HLA-matched sibling donor transplantation accounts for the majority of transplants performed for sickle cell disease (SCD). However, only about 18% of patients in the United States with SCD will have unaffected human leukocyte antigen (HLA)-matched siblings or one with sickle trait, limiting applicability. A Blood and Marrow Transplant Clinical Trials Network phase II trial of HLA-matched unrelated donor bone marrow transplantation (URD BMT) for severe SCD was conducted between 2008 and 2014 and enrolled patients aged 3–19 years (BMT CTN 0601, NCT00745420).1 A reduced intensity immunosuppressive conditioning regimen (RIC) of alemtuzumab (45 mg; days −22 to −19), fludarabine (150 mg/m2; day −8 to −4) and melphalan (140 mg/m2; day −3) was employed using alemtuzumab early to provide recipient immune suppression to overcome a higher risk of graft rejection (GR) with URD BMT in SCD patients while also limiting toxicities associated with myeloablative agents.1 The trial met a pre-specified primary endpoint of 75% 1-year event-free survival (EFS). However, as previously reported, the incidence of 1-year acute and extensive chronic graft-versus-host disease (GVHD) were unacceptably high at 17% and 38% respectively. This report details long-term outcomes in this previously reported cohort as an important consideration for therapeutic trials as follow-up is usually limited to early time-points.

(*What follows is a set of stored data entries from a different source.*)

PR #880, opened 2020-10-20
fix(dev): Pin `eventlet` version

lobsterkatie:
See https://github.com/eventlet/eventlet/issues/660.

Until that gets addressed, this pins us at a version we know doesn't break py2.7 tests.


untitaker (approved):

temoto:
@lobsterkatie thanks, WIP. May I suggest you'd use relaxed pin next time, like `<0.28.1` so it doesn't conflict with whatever pins other people may want.

temoto:
although i just only now realized it was pin in test requirements, so never mind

Follow-up information beyond 2 years post-BMT was available for 20 of 21 survivors described in the initial report through the Center for International Blood and Marrow Transplant Research (CIBMTR) database which collects patient-level data from transplant centers annually for five years and then every 2 years for as long the center maintains contact with the patient (www.cibmtr.org). Median follow-up was 97 months (range 11–144). Six patients were lost to follow-up at 11 months, 4.0, 4.5, 5.5, 5.5 and 6 years after transplantation. For this report, GR, GVHD, EFS, and overall-survival (OS) were examined similar to the initial report.1 The incidence of GR and chronic GVHD were calculated using the cumulative incidence estimator to accommodate competing risks. Probabilities of EFS and OS were calculated using the Kaplan-Meier estimator. Surviving patients were censored at last follow-up or death. Analyses were performed using SAS version 9.4 (SAS Institute, Cary, NC).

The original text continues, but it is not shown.